Genomic and functional context of glycerate kinase enzymes in bacteria. In all panels, matching colors are used to mark components of distinct pathways related to glycerate metabolism. (A) Examples of chromosomal clusters containing GK-II genes in bacteria. Genes (shown by arrows) from the same metabolic pathway are marked by matching colors. Transcriptional regulators are shown in black. The species with experimentally characterized pathways and enzymes are underlined.
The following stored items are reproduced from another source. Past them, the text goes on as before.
PR #1073, opened 2016-12-15
Repair morgan homing on new movement code

qharley:
This pull request fixes homing on polar bots like Morgan Scara by honouring the request to disable arm_solution. It is done by bypassing any request to arm_solution actuator_to_cartesian and cartesian_to_actuator while the disable_arm_solution flag is set.

When not set, it will not affect other systems.  The flag gets set when is_morgan is set. and disables shortly after movement.

In order for a Pull request to be accepted it must meet certain standards and guidelines.

In addition to following the [Coding-Standards](http://smoothieware.org/coding-standards) it is suggested the following be adopted.

* There must be a detailed description of the change, why it was added and what the use case is, and a link to the documentation to use it in the wiki if applicable.
* Only one feature per pull request, if you change multiple files with unrelated changes it will be rejected.
* Do not make gratuitous changes. If your coding style is different from the one adopted by most of the Smoothie codebase, do not make changes to suit your style. Peoples styles differ, and the new code you write may reflect your coding style, that is ok, but changing existing code to match your style is not ok. Doing so will delay the acceptance of your code, or have it rejected entirely.
* Maintain backwards compatibility. Do not make changes that will break other peoples systems, it is not acceptable to force everyone to change their config files to accommodate your change. If necessary add new configs to enable your change if it is breaking backward compatibility.
* Do not make changes that are specific to your setup. Smoothie needs to work in many different environments.
* Do not make changes that customize messages specific to your company or implementation. You are welcome to do this in your own fork and binary, it is not ok to try to merge that into the upstream repository.
* Test your changes is as many different configurations as you can, eg different arm solutions. In the Pull request state what tests have been done and what tests need to be done.
* Do not commit changes to the FirmwareBin directory or any binary files in the repository.
* Do not reformat the Config Samples to suit your style.
* Add examples of your config entries to the ConfigSamples/Snippets folder, only change existing config samples if absolutely necessary
* If you must correct existing comments (like correct spelling mistakes or typos) then submit them as separate pull requests
* Make sure your Pull request is against the current edge branch, and passes the Travis CI.
* All comments and code must be in English, this includes names of functions.

It may seem like a pain to follow these rules, but it takes the maintainers valuable time and effort to review and test pull requests, these guidelines help reduce that effort.

### DIFF
--- a/src/modules/robot/Robot.cpp
+++ b/src/modules/robot/Robot.cpp
@@ -237,7 +237,12 @@ void Robot::load_config()
     // initialise actuator positions to current cartesian position (X0 Y0 Z0)
     // so the first move can be correct if homing is not performed
     ActuatorCoordinates actuator_pos;
-    arm_solution->cartesian_to_actuator(last_milestone, actuator_pos);
+    if(!disable_arm_solution)
+        arm_solution->cartesian_to_actuator(this->last_machine_position, actuator_pos);
+    else
+        for (size_t i = X_AXIS; i <= Z_AXIS; i++)
+            actuator_pos[i] = last_machine_position[i];
+
     for (size_t i = 0; i < n_motors; i++)
         actuators[i]->change_last_milestone(actuator_pos[i]);
 
@@ -322,7 +327,11 @@ int Robot::print_position(uint8_t subcode, char *buf, size_t bufsize) const
 
         // get machine position from the actuator position using FK
         float mpos[3];
+        if(!disable_arm_solution)
         arm_solution->actuator_to_cartesian(current_position, mpos);
+            else
+        for (size_t i = X_AXIS; i <= Z_AXIS; i++)
+            mpos[i] = current_position[i];
 
         if(subcode == 1) { // M114.1 print realtime WCS
             // FIXME this currently includes the compensation transform which is incorrect so will be slightly off if it is in effect (but by very little)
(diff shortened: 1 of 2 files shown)


wolfmanjm:
As before I reject the changes to Robot, they are not required and way too hacky for me. I'd accept the changes to Endstops I think.

wolfmanjm:
What you need to do rather than hacking Robot and making it so messy is understand what is calling these from the endstops and not call those routines when is_scara is set. I explained this in the IRC channel last night.
Basically there is a lack of understanding of what endstops is doing when it resets axis, and that is really what needs to be fixed not scatter gunning hacks all over Robot.cpp. (Which BTW are totally incorrect and will cause severe issues down the road especially if you were to try to use kill/halt).

Basically You don't want to be calling the reset_position_from_current_actuator_position  for scara.

qharley:
As before I will try again.  I like Smoothieware, and I intend to keep using it.
I will restore robot to it former unhacked self, and limit the hacks to endstops.

wolfmanjm:
I am not entirely convinced that something like a scara can be homed without direct access to actuators and a special homing sequence. As there is a way to do direct actuator access (see SimpleShell test raw) I suspect that will be the most robust way to do it, and keep your own fork that can still be easily merged with upstream edge. the Homing would be in your own module probably the scara calibrate module even.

The presence of a common regulatory site upstream of the serine degradation genes in T. maritima is shown by black dots. (B) Reconstruction of metabolic pathways involving d-glycerate. Abbreviations for pathway intermediates (in circles and ovals) are given at the top. ENO, enolase. Different metabolic pathways and their respective enzymes are denoted by background color arrows and boxes marked by the same matching colors. (C) Phylogenetic tree of selected GK-II family proteins in bacteria whose biological role was tentatively identified using genome context analysis. Background colors reflect chromosomal clustering of GK-II genes with the genes from the respective metabolic pathways. Clustering of GK-II with the pyk genes is marked by red lines. The branching point of GK-II proteins from eukaryotes and archaea are indicated and colored according to their biological roles reported elsewhere. Abbreviations for taxonomic groups: α, β, γ, and δ denote alpha-, beta-, gamma-, and deltaproteobacteria; Act., Actinobacteria; T/D, Thermus/Deinococcus group.